Editor’s Note: Last week’s newsletter described the Court Innovations system, an online interface that lets ticket recipients plea bargain remotely without having to show up in court. Sounds convenient, but it really amounts to a way for the courts to discourage appeals and to expedite the payment process. A member from Michigan, where this system was developed and is in use, weighed in with some insightful comments that we would like to share with you.
For a local government, the ideal outcome is one in which the motorist is automatically guilty as soon as the cop car’s red lights come on or the camera flashes. The government’s goal is to deny all access to a fair court and make conviction as cheap and certain as possible. This goal is behind every proposed change to court procedure.
A large number of ticket challenges and a large number of “deals” are a sure sign of a revenue-driven ticket machine. These corrupt institutions should be exterminated, not automated. Complaints of a clogged court docket always precede attempts to diminish access to the courts—or creation of kangaroo courts where citizens are always guilty. The solution is to keep the cases from being made at all, not to label them “trivial” and undeserving of justice. Penalties of many hundreds of dollars and loss of mobility and livelihood are not trivial.
The purveyors of Court Innovations are nothing more than profiteers feeding off of the traffic justice system, like the collection agencies that profit from the Driver Responsibility Act or the ticket camera operators that profit from deliberately mistimed traffic lights.
Many legal experts object to over-criminalization: too many laws making too many violators. That is a serious problem, but many experts are not sensitive enough to the downside of decriminalization.
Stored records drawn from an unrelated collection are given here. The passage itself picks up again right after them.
PR #4053, opened 2023-11-18
[ci] Move 'lint' to 3.12

### LINKED ISSUE #3983: Make blackd + CI work in 3.12
**Describe the bug**

Our CI needs [d] extra install which brings in aiohttp. Due to this we don't work in 3.12

aiohtp are working on their 3.12 release: https://github.com/aio-libs/aiohttp/issues/7675
- They have found bugs due to things being fixed in 3.12 ans a regression in one of their deps

**To Reproduce**

Install black[d] in python 3.12

**Expected behavior**

We install and CI passes

**Environment**

- Black's version: main
- OS and Python version: Any OS + 3.12

This will then unblock us to completely work with 3.12

cooperlees:
- Add to run on MacOS + Windows too
- Do not install [d] depdendecies as blackd is not actually ran / checked
- Move to default GitHub action version - which is 3.12 today

Fixes #3983

### DIFF
--- a/.github/workflows/lint.yml
+++ b/.github/workflows/lint.yml
@@ -1,4 +1,4 @@
-name: Lint
+name: Lint + format ourselves
 
 on: [push, pull_request]
 
@@ -11,7 +11,11 @@ jobs:
       github.event_name == 'push' || github.event.pull_request.head.repo.full_name !=
       github.repository
 
-    runs-on: ubuntu-latest
+    runs-on: ${{ matrix.os }}
+    strategy:
+      fail-fast: false
+      matrix:
+        os: [ubuntu-latest, macOS-latest, windows-latest]
 
     steps:
       - uses: actions/checkout@v4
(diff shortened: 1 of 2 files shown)


JelleZijlstra (approved):

.github/workflows/lint.yml
```diff
@@ -11,7 +11,11 @@ jobs:
       github.event_name == 'push' || github.event.pull_request.head.repo.full_name !=
       github.repository
 
-    runs-on: ubuntu-latest
+    runs-on: ${{ matrix.os }}
+    strategy:
+      fail-fast: false
+      matrix:
+        os: [ubuntu-latest, macOS-latest, windows-latest]
```
JelleZijlstra, line 18: It doesn't actually work on Windows: https://github.com/psf/black/actions/runs/6939494268/job/18876939284?pr=4060. I don't think we gain much from running this on multiple OSes so I'll just revert this part of the change.

cooperlees: I thought I saw this pass ...

The benefit is the run self running on the different OS's and it also lets us know our linting has a good chance to run for developers on every OS ...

This is the well-established trend by which traffic violations became civil offenses in most states, having originally been criminal. Decriminalization sounds nice, but in practice it means the accused enjoys fewer rights. As a lawyer friend puts it, “You’ll get due process, but not much process is due.”
Michigan is a bit unusual in allowing court trials for all traffic offenses. This acts as a brake on policing for profit, and we’ll be in real trouble if it’s ever denied. The goal of the city governments will always be to find the road user guilty, compel speedy payment, and to discourage challenges and appeals. Automating plea deals is the first step toward loss of rights.
If the Court Innovations system catches on, many cities in Michigan, and around the country, will appear a lot closer to Ferguson, Missouri, than they look on the map.